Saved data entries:

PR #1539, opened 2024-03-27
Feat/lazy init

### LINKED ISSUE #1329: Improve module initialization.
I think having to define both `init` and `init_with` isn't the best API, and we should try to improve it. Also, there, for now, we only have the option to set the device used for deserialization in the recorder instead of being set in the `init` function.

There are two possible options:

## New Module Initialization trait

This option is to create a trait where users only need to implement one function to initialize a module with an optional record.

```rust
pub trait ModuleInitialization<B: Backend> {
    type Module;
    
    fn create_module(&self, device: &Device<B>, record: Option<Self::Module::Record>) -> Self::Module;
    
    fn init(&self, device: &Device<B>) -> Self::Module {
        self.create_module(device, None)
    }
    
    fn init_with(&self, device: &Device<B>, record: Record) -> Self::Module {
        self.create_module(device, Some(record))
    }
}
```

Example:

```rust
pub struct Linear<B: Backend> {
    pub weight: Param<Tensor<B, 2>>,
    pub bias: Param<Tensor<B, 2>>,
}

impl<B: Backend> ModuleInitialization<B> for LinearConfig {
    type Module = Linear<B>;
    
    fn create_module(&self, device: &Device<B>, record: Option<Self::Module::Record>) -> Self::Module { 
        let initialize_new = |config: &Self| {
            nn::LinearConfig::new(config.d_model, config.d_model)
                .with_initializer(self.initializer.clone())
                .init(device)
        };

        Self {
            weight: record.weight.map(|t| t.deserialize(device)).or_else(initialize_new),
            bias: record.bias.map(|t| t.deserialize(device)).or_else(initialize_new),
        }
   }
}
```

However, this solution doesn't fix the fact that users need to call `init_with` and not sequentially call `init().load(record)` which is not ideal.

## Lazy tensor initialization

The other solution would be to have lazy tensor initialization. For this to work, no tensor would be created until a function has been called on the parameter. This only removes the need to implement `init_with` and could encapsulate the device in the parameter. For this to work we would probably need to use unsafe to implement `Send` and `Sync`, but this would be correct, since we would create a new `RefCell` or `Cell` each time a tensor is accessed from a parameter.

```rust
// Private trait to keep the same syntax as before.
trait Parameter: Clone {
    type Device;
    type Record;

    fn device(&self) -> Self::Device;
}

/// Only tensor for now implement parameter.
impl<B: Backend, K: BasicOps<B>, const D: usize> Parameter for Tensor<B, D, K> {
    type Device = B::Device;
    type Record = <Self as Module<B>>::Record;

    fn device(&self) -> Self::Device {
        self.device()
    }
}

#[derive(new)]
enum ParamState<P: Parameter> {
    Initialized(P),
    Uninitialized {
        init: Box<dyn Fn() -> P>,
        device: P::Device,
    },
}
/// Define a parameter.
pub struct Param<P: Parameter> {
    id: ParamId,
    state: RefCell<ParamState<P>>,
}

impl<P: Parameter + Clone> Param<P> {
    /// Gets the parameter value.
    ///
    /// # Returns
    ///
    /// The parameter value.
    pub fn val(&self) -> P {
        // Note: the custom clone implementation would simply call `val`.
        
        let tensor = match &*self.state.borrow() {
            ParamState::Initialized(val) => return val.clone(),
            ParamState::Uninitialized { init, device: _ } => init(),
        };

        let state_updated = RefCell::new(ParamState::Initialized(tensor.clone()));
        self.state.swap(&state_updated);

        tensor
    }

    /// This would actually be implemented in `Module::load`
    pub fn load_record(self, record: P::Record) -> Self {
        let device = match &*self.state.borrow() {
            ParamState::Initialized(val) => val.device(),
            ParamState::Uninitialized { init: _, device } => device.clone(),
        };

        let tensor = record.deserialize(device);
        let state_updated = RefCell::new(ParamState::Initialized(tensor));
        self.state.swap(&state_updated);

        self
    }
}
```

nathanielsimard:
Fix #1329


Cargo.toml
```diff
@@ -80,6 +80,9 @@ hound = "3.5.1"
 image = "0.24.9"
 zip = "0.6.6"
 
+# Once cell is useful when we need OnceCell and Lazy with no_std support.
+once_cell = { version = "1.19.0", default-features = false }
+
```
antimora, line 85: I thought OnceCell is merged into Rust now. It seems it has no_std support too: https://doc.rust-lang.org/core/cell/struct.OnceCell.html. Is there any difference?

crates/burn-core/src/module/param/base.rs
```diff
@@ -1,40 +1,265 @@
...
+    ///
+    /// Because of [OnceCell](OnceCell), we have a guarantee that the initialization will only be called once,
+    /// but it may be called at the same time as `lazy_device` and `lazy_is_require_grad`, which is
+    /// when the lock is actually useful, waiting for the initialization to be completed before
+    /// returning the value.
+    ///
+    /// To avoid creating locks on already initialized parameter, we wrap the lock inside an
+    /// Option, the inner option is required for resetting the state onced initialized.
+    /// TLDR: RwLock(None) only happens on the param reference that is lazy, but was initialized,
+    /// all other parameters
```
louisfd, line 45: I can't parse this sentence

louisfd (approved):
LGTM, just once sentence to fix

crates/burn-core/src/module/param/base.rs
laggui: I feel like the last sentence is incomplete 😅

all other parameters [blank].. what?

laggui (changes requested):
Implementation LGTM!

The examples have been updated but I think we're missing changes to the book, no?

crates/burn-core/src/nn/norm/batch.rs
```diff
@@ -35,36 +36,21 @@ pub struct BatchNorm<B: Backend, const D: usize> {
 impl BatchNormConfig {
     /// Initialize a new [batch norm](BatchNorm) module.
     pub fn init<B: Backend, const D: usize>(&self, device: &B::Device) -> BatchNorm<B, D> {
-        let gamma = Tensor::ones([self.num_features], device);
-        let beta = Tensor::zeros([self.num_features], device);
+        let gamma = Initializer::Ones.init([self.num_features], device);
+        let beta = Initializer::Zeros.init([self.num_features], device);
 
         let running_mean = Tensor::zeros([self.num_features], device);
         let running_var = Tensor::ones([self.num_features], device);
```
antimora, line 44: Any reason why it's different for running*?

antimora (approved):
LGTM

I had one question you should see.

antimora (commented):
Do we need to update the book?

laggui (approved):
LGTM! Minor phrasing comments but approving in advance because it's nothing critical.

• Try it:
Scan the lines above for the word "louisfd", then copy each line that has it.

• Output of the task:
louisfd, line 45: I can't parse this sentence
louisfd (approved):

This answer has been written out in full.